OCSP/ CRL revocation validation
As mentioned in ETSI TS 119 495 (Section 4.6), the certificate should be validated for its status using a certificate status service exposed by the Certificate Authority (CA). In this case, the CA is the QTSP. For this, the Online Certificate Status Protocol (OCSP) RFC 6960 or Certificate Revocation List (CRL) RFC 6818 URIs that are provided as certificate extensions have to be used.
NCA status and role validation
Based on the ETSI specification, the certificate status validation (OCSP/CRL) is sufficient to validate both the TPP and its roles (based on the relevant QCStatement). But in practice, after the QTSP (OCSP/CRL) validation, an NCA directory validation must be undertaken. This is because the NCA and the QTSP of a certificate are two separate entities. The QTSP issues the certificate and the NCA maintains the regulatory status and the roles of a TPP. Ideally, based on ETSI TS 119 495 (Section 4.6) when an NCA revokes a TPP, the QTSP has to be notified, causing the certificate to be revoked.
But in practice, this notification cannot be guaranteed. This means that having a qualified eIDAS certificate does not mean the entity having the certificate is regulated at any given time. Hence the NCA validation is required. Each National Competent Authority (NCA) maintains its own register of TPPs. That’s 115+ registers across 31 EEA countries. These registers are all in different formats and the content constantly changes. Regulated TPPs can be added, removed, or have their status changed at any time. Therefore, at each validation, the regulatory status and the roles must be validated by calling NCA registers. The NCAName and the NCAId for a specific TPP can be obtained from the QCStatement extension.
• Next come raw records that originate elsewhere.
PR #1097, opened 2018-03-25
UCTNode lazy initialization for memory footprint reduction (attempt 3 of "Reduce the memory consumption of nodes")

ihavnoid:
- When we expand children nodes, we don't actually create the UCTNode but only keep a proxy of it.
- The actual child node is created (called 'expanded' here) only if it is selected from uct_select_child
  - (One more case - for ease of implementation, the root's children are always expanded)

In the UK, if the ASPSP and the TPP are OBIE-regulated, there is no issue since the OBIE JWKS will always be up to date. But OBIE-regulated ASPSPs should also support non-OBIE TPPs as well. As mentioned above, the process of validating the certificate against LOTL, OCSP/CRL, and 155+ NCAs across the entire region is a strenuous process for an entity that needs to validate a certificate (ASPSP).
Enter TPP Verification Service Providers
Based on the problems outlined above, this is where TPP verification services come into play. ASPSPs can directly make one call to a checking service to get a response with all the information related to certificate and TPP validity and the TPP roles. The TPP checking services takes on the complexities of maintaining and keeping up with all the changes happening about this.
In the future, we hope that these complexities will be addressed and a mechanism will be created to validate an entity more efficiently without the need of any third party. In order to reshape the future of eIDAS, currently the EU is conducting a public consultation on amending the eIDAS regulation to make the system more fit for purpose based on available new technology. While evaluating feedback on the existing regulation, the EU is looking at strengthening and broadening the scope of eIDAS with this consultation.
This article has covered most of the aspects of eIDAS that have to be considered by Open Banking stakeholders across the European region. To get a deeper understanding of the eIDAS regulation and its functionality, make sure to refer to the hyperlinks related to the various regulations included in this article.